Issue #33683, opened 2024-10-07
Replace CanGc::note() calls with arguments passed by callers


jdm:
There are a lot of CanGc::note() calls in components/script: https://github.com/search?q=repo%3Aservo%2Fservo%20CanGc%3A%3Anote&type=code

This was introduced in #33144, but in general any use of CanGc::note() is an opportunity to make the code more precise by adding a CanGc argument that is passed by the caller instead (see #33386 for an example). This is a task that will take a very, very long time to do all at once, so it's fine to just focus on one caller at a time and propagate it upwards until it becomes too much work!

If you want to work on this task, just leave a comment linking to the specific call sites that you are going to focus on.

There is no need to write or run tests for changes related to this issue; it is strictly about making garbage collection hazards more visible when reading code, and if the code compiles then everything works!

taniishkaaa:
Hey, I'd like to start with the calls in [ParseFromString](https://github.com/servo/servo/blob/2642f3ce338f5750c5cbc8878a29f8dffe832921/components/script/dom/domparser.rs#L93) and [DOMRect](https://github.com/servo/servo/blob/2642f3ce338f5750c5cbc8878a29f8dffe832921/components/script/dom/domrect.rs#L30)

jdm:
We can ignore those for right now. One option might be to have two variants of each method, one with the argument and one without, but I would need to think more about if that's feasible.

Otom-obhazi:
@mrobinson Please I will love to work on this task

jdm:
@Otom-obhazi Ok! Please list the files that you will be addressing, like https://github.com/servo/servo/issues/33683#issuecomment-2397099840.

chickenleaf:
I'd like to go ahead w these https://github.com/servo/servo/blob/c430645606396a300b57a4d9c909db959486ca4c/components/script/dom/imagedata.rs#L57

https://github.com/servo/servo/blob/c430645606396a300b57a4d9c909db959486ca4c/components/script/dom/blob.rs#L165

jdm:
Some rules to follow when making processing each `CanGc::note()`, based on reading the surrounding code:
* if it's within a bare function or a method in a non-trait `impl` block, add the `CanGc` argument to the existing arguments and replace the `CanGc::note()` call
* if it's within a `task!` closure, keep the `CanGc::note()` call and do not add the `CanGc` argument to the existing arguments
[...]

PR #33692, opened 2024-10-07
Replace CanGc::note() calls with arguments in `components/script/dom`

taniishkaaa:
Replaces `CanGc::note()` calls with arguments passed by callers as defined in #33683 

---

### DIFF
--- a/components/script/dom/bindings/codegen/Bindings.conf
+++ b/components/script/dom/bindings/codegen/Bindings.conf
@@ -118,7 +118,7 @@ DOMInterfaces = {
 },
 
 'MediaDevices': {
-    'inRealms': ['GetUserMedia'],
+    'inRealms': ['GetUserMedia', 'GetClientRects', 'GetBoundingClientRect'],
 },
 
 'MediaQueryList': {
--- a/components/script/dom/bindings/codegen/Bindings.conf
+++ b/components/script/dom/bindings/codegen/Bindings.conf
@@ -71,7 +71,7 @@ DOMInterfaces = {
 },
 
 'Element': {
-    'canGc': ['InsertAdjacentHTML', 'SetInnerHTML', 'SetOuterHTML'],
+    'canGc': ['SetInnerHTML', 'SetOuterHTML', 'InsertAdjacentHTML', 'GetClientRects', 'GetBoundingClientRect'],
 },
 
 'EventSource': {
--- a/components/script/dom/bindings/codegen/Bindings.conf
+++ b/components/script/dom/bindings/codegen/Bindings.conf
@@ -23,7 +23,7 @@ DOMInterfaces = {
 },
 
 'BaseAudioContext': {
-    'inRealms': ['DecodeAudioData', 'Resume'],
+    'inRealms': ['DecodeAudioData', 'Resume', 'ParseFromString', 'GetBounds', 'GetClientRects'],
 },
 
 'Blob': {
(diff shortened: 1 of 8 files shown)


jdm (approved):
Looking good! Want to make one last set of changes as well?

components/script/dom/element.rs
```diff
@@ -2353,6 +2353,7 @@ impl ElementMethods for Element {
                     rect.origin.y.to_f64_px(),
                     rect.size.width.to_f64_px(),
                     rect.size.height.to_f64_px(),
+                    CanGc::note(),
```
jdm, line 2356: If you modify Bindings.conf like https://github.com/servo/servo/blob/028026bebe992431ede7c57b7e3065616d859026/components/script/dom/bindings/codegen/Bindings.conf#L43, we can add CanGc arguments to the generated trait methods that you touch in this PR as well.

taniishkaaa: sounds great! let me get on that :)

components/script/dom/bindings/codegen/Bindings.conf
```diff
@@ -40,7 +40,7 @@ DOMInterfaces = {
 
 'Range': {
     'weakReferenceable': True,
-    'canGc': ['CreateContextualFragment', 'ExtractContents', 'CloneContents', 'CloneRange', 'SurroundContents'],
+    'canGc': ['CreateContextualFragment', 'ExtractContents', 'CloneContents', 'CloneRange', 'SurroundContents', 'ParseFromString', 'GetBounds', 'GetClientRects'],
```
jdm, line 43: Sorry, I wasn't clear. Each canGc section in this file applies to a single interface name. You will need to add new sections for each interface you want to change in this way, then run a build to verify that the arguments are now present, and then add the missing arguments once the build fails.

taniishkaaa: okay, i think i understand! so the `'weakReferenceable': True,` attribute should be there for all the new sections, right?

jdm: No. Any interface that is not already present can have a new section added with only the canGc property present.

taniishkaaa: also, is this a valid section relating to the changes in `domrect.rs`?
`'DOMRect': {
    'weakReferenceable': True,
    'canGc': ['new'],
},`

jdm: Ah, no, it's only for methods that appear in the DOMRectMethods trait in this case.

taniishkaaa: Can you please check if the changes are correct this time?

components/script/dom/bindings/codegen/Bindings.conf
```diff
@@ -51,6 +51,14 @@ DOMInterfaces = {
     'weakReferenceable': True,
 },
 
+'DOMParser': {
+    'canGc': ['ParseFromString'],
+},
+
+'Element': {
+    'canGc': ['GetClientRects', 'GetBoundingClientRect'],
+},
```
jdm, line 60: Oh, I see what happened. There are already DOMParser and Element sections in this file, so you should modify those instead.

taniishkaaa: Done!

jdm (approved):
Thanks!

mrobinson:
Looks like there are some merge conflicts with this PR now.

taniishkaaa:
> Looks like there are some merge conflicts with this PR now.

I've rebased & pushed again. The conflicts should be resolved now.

= = =

- [What you will do]: Output only an exact transcription of the lines above from the one with "Ok! Please list" up to and including the one with "I'd like to go".

- [Answer box]:
@Otom-obhazi Ok! Please list the files that you will be addressing, like https://github.com/servo/servo/issues/33683#issuecomment-2397099840.

chickenleaf:
I'd like to go ahead w these https://github.com/servo/servo/blob/c430645606396a300b57a4d9c909db959486ca4c/components/script/dom/imagedata.rs#L57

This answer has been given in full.